Some Mongolian herders forced to resettle because of the Oyu Tolgoi expansion have experienced herd loss. They were forced to move to inferior locations without adequate time to select spots that would protect their animals from harsh winter storms. The minimal assistance provided at the time of resettlement was not sufficient. Furthermore, they were forced to accept inadequate compensation based on their location in proximity to the mine, rather than the size of pasture taken away from them.

===Economic impact===
Mining in Mongolia currently contributes about a third of GDP and accounts for 89.2 per cent of the country's total exports. The numbers are expected to rise since government issued about 3,000 new mining licences. Building an economy on minerals puts country at risk of Dutch disease, or the relationship between the increase in the economic development of natural resources and a decline in the manufacturing sector or agriculture. Cashmere industry and agricultural sector are already feeling the side effects. Although Mongolia’s economic growth has helped to reduce poverty by more than 11 % in recent years, there is also a rising inequality in terms of income distribution. Poverty is higher in the rural areas (35.5%) compared to the urban areas (23.2%), as herders in the countryside struggle to survive as their traditional livelihood dissolves.
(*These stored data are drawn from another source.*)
PR #18, opened 2020-03-26
Empty module

### LINKED ISSUE #10: Port empty module
https://github.com/mojira/arisa-js/blob/master/checks/ModuleEmpty.js

urielsalis:
Fixes #10

### DIFF
--- a/src/main/kotlin/io/github/mojira/arisa/infrastructure/Jira.kt
+++ b/src/main/kotlin/io/github/mojira/arisa/infrastructure/Jira.kt
@@ -46,18 +46,10 @@ fun addComment(issue: Issue, comment: String) = runBlocking {
     }
 }
 
-fun resolveAsInvalid(issue: Issue) = runBlocking {
+fun resolveAs(issue: Issue, resolution: String) = runBlocking {
     Either.catch {
         issue.transition()
-            .field(Field.RESOLUTION, "Invalid")
-            .execute("Resolve Issue")
-    }
-}
-
-fun resolveAsIncomplete(issue: Issue) = runBlocking {
-    Either.catch {
-        issue.transition()
-            .field(Field.RESOLUTION, "Incomplete")
+            .field(Field.RESOLUTION, resolution)
             .execute("Resolve Issue")
     }
 }
--- a/src/main/kotlin/io/github/mojira/arisa/infrastructure/Jira.kt
+++ b/src/main/kotlin/io/github/mojira/arisa/infrastructure/Jira.kt
@@ -54,6 +54,14 @@ fun resolveAsInvalid(issue: Issue) = runBlocking {
     }
 }
 
+fun resolveAsIncomplete(issue: Issue) = runBlocking {
+    Either.catch {
+        issue.transition()
+            .field(Field.RESOLUTION, "Incomplete")
+            .execute("Resolve Issue")
+    }
+}
+
 fun updateCommentBody(comment: Comment, body: String) = runBlocking {
     Either.catch {
         comment.update(body)
--- a/src/main/kotlin/io/github/mojira/arisa/modules/EmptyModule.kt
+++ b/src/main/kotlin/io/github/mojira/arisa/modules/EmptyModule.kt
@@ -1,0 +1,53 @@
+package io.github.mojira.arisa.modules
+
+import arrow.core.Either
+import arrow.core.extensions.fx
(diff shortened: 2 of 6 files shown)


src/main/kotlin/io/github/mojira/arisa/infrastructure/Jira.kt
```diff
@@ -54,6 +54,14 @@ fun resolveAsInvalid(issue: Issue) = runBlocking {
     }
 }
 
+fun resolveAsIncomplete(issue: Issue) = runBlocking {
+    Either.catch {
+        issue.transition()
+            .field(Field.RESOLUTION, "Incomplete")
+            .execute("Resolve Issue")
+    }
+}
```
NeunEinser: Maybe it would make sense to merge resolveAs methods to one with a string argument and pre-fill that argument using `partially`?

src/main/kotlin/io/github/mojira/arisa/modules/EmptyModule.kt
```diff
@@ -0,0 +1,53 @@
...
+
+data class EmptyModuleRequest(
+    val numAttachments: Int,
+    val description: String?,
+    val environment: String?
+)
+
+const val DESCDEFAULT = "Put the summary of the bug you're having here\r\n\r\n*What I expected to happen was...:*\r\nDescribe what you thought should happen here\r\n\r\n*What actually happened was...:*\r\nDescribe what happened here\r\n\r\n*Steps to Reproduce:*\r\n1. Put a step by step guide on how to trigger the bug here\r\n2. ...\r\n3. ..."
+const val ENVDEFAULT = "Put your operating system (Windows 7, Windows XP, OSX) and Java version if you know it here"
+const val MINLENGTH = 5
```
NeunEinser: Wouldn't those make sense as config keys?

src/main/kotlin/io/github/mojira/arisa/modules/EmptyModule.kt
```diff
@@ -0,0 +1,53 @@
...
+
+class EmptyModule(
+    val resolveAsIncomplete: () -> Either<Throwable, Unit>,
+    val addEmptyComment: () -> Either<Throwable, Unit>
+) : Module<EmptyModuleRequest> {
+    override fun invoke(request: EmptyModuleRequest): Either<ModuleError, ModuleResponse> = Either.fx {
+        with(request) {
```
NeunEinser: Oh `with` is some neat syntax sugar I wasn't aware of yet! Nice!

src/main/kotlin/io/github/mojira/arisa/modules/EmptyModule.kt
urielsalis: I was thinking about it, but at the end we dont even have this defaults anymore, so I dont think this will ever change

src/main/kotlin/io/github/mojira/arisa/modules/EmptyModule.kt
urielsalis: Kotlin is full of this syntax sugar :D

src/main/kotlin/io/github/mojira/arisa/infrastructure/Jira.kt
urielsalis: Good idea

urielsalis: Done

src/main/kotlin/io/github/mojira/arisa/modules/EmptyModule.kt
urielsalis: Note it only goes as far as Windows 7

NeunEinser: Well, Mojang could update it at any point.
Is this even the same across all projects? It would be kinda weird for the BE.

For me, the default text is empty anyways, I'm not quite sure why.

urielsalis: I think they removed the default text,  this is a copy from the old module but im probably going to remove it as soon as I verify that (post launch)

NeunEinser: Ah yes, that does make sense then

PR #20, opened 2020-03-26
Change to json config to allow for proper lists

NeunEinser:
This converts the external config file to json.
This allows for using proper lists.
The config should now look similar to this:

```json
{
	"arisa": {
		"credentials": {
			"username": "arisa",
			"password": "1234"
		},
		"issues": {
			"projects": [
				"MCTEST"
			]
		},
		"modules": {
			"attachment": {
				"extensionBlacklist": [
					"test"
				]
			}
		}
	}
}
```

### DIFF
--- a/.gitignore
+++ b/.gitignore
@@ -3,5 +3,6 @@
 /build/
 .idea/
 arisa.yml
+arisa.json
 /.kotest
 /out/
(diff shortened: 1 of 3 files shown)


.gitignore
```diff
@@ -3,5 +3,6 @@
 /build/
 .idea/
 arisa.yml
```
Marcono1234: Is this `.gitignore` entry still needed then?

NeunEinser: I kept it intentionally, so that no one accidentally commits credentials from an old *.yml.

PR #21, opened 2020-03-27
Add CrashModule

### LINKED ISSUE #9: Port crash module
https://github.com/mojira/arisa-js/blob/master/checks/ModuleCrash.js

NeunEinser:
Resolves #9

This ports the crash module from arisa-js, so far without any change in logic. There are a couple of things that seemed a little bit questionable to me though.

https://github.com/mojira/arisa-kt/blob/8dacad245e5237ced0039d3549f75975396f453d/src/main/kotlin/io/github/mojira/arisa/modules/CrashModule.kt#L141-L148
The crash module collects some information from different sources into a CrashInfo object.
However, while they are written, there is nothing reading or relying on `minecraftVersion` or `javaVersion`.

https://github.com/mojira/arisa-kt/blob/8dacad245e5237ced0039d3549f75975396f453d/src/main/kotlin/io/github/mojira/arisa/modules/CrashModule.kt#L96
This is the one that's a bit harder to solve.
In here, it is just blatantly assumed that the 7th line (index 6) of every crash report contains the exception.
Even ignoring the fact Mojang may change the layout of a crash report at any time, since not just attached crash reports, but also attached launcher log files or a crash report added inside of the issue's description are evaluated, this already breaks there.
This means we probably should think of criteria of how the line with the exception header should look like and than search for that line similarily as how other bits of information are extracted.

Finally, running `gradlew build` locally and in the github check is broken for me on this branch.
For some reason, gradle is unable to resolve an import for `io.kotest.matchers.booleans.shouldBeTrue` in `CrashModuleTest`, while IntelliJ can.


src/test/kotlin/io/github/mojira/arisa/modules/CrashModuleTest.kt
```diff
@@ -0,0 +1,600 @@
...
+            listOf(CrashDupeConfig("minecraft", "Pixel format not accelerated", "MC-297")),
+            10
+        )
+        val modded = mockAttachment("crash_modded.txt", Calendar.getInstance().time, EXAMPLE_CRASH.toByteArray())
+        val dupe = mockAttachment("crash_dupe.txt", Calendar.getInstance().time, EXAMPLE_CRASH.toByteArray())
+        val request = CrashModuleRequest(listOf(modded, dupe), "", Calendar.getInstance().time)
+
+        val result = module(request)
+
+        result.shouldBeRight(ModuleResponse)
```
urielsalis: Minor, you can do result shouldBeRgiht ModuleResponse (spaces instead of . and () )

NeunEinser: I just copied it from other classes, that's how it's done everywhere else in the project :D

NeunEinser:
@urielsalis Do you think the logic I ported from the old module which seemed a little odd are okay for this project?

NeunEinser:
@urielsalis Do you think the logic I ported from the old module which seemed a little odd, which I mentioned in my initial comment, are okay for this project?

urielsalis:
To start, I would like it to be 1-1. We can start refactoring now

PR #27, opened 2020-04-03
fix CHK processing unconfirmed tickets

NeunEinser:


src/main/kotlin/io/github/mojira/arisa/infrastructure/Jira.kt
```diff
@@ -12,14 +12,23 @@ import net.rcarz.jiraclient.Version
...
     Either.catch {
         issue
             .transition()
-            .field(chkField, Instant.now().toString().replace("Z", "-0000"))
+            .field(
+                chkField,
+                Instant
+                    .now()
+                    .with(ChronoField.NANO_OF_SECOND, 0)
+                    .with(ChronoField.MILLI_OF_SECOND, 123)
```
Marcono1234, line 28: Why change this value to 123?

urielsalis: Was commented in the channel, probably should have a comment here. Jira API doesnt support the full ISO format, only accepts it when it has 3 decimals after seconds. On some systems you always get 3, on others 4, on others 6. This makes sure you always only use 3 (and replace the Z from ISO to -0000 for same reason)

Marcono1234: Ah thanks, I have read the part about offset `-0000` instead of `Z`, but must have missed the other part.

PR #39, opened 2020-04-06
add confirmation module

### LINKED ISSUE #22: Set tickets back to unconfirmed if it wasnt done by Mojang, Mod or Helper

NeunEinser:
Resolves #22

### DIFF
--- a/src/main/kotlin/io/github/mojira/arisa/modules/RevokeConfirmationModule.kt
+++ b/src/main/kotlin/io/github/mojira/arisa/modules/RevokeConfirmationModule.kt
@@ -1,0 +1,45 @@
+package io.github.mojira.arisa.modules
+
+import arrow.core.Either
+import arrow.core.extensions.fx
+import net.rcarz.jiraclient.ChangeLogEntry
+
+data class RevokeConfirmationModuleRequest(
+    val confirmationStatus: String,
+    val changeLog: List<ChangeLogEntry>
+)
+
+class RevokeConfirmationModule(
+    private val getGroups: (String) -> Either<Throwable, List<String>>,
+    private val setConfirmationStatus: (String) -> Either<Throwable, Unit>,
+    private val confirmationFiledId: String
+) : Module<RevokeConfirmationModuleRequest> {
+    override fun invoke(request: RevokeConfirmationModuleRequest): Either<ModuleError, ModuleResponse> = with(request) {
+        Either.fx {
+            val confirmationChanges = changeLog.filter(::isConfirmationChange)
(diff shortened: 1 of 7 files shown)


src/main/kotlin/io/github/mojira/arisa/modules/RevokeConfirmationModule.kt
```diff
@@ -0,0 +1,45 @@
...
+
+    private fun getConfirmation(entry: ChangeLogEntry) =
+        entry.items.lastOrNull { it.field == confirmationFiledId }?.toString
+
+    private fun changedByVolunteer(entry: ChangeLogEntry): Boolean {
+        val groups = getGroups(entry.author.name)
+
+        return if (groups.isLeft())
+        // when in doubt, assume change was done by a volunteer
+            true
```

=== Corruption related issues ===
Gantömöriin Uyanga, an MP has announced that former PM Sanjaagiin Bayar, who signed the OT Investment Agreement with 3 of its Cabinet Members, owns 7 properties abroad on the names of his daughters, ex-wife, and girlfriend worth of several billion dollars. However, S.Bayar has approached the Independent Agency Against Corruption with request to conduct investigation upon himself. His request reads: "Recently media coverage on possible money laundering through purchase of number of real estates abroad with the sources stating that I, Bayar Sanjaa, have abused my position as Prime Minister and lobbied the approval of the Oyutolgoi Agreement. In matter of these claims I hereby request the Agency to conduct investigations upon me in accordance with the Mongolian legislation". Also Sangijav Bayartsogt, the former Deputy Speaker of Parliament and one of the 3 ministers who signed the OT agreement has had his secret offshore account revealed by "The Guardian", a British Newspaper. According to the report the Deputy Speaker of Parliament, Sangijav Bayartsogt, confirmed having a secret Swiss bank account containing more than one million US dollars, in the name of an offshore entity "Legend Plus Capital Limited". The Guardian reported Bayartsogt Sangajav saying, "I shouldn't have opened that account. I should have included the company in my declarations," to the International Consortium of Investigative Journalists (ICIJ). "I don't worry about my reputation. I worry about my family. I probably should consider resigning from my position."

In January 2022, Rio Tinto reached agreement with the government of Mongolia, that resolves the outstanding issues that have been subject to negotiations with the Government of Mongolia over the last two years in relation to addressing Parliament Resolution 92. The agreement includes a secret clause that Rio Tinto pays $20 million to Erdenes Oyu Tolgoi for “business integrity resolution.” These payments are under investigation by Anti-Corruption NGOs, including Transparency International Mongolia, as deemed highly likely to be bribery payments to senior officials in Mongolian government.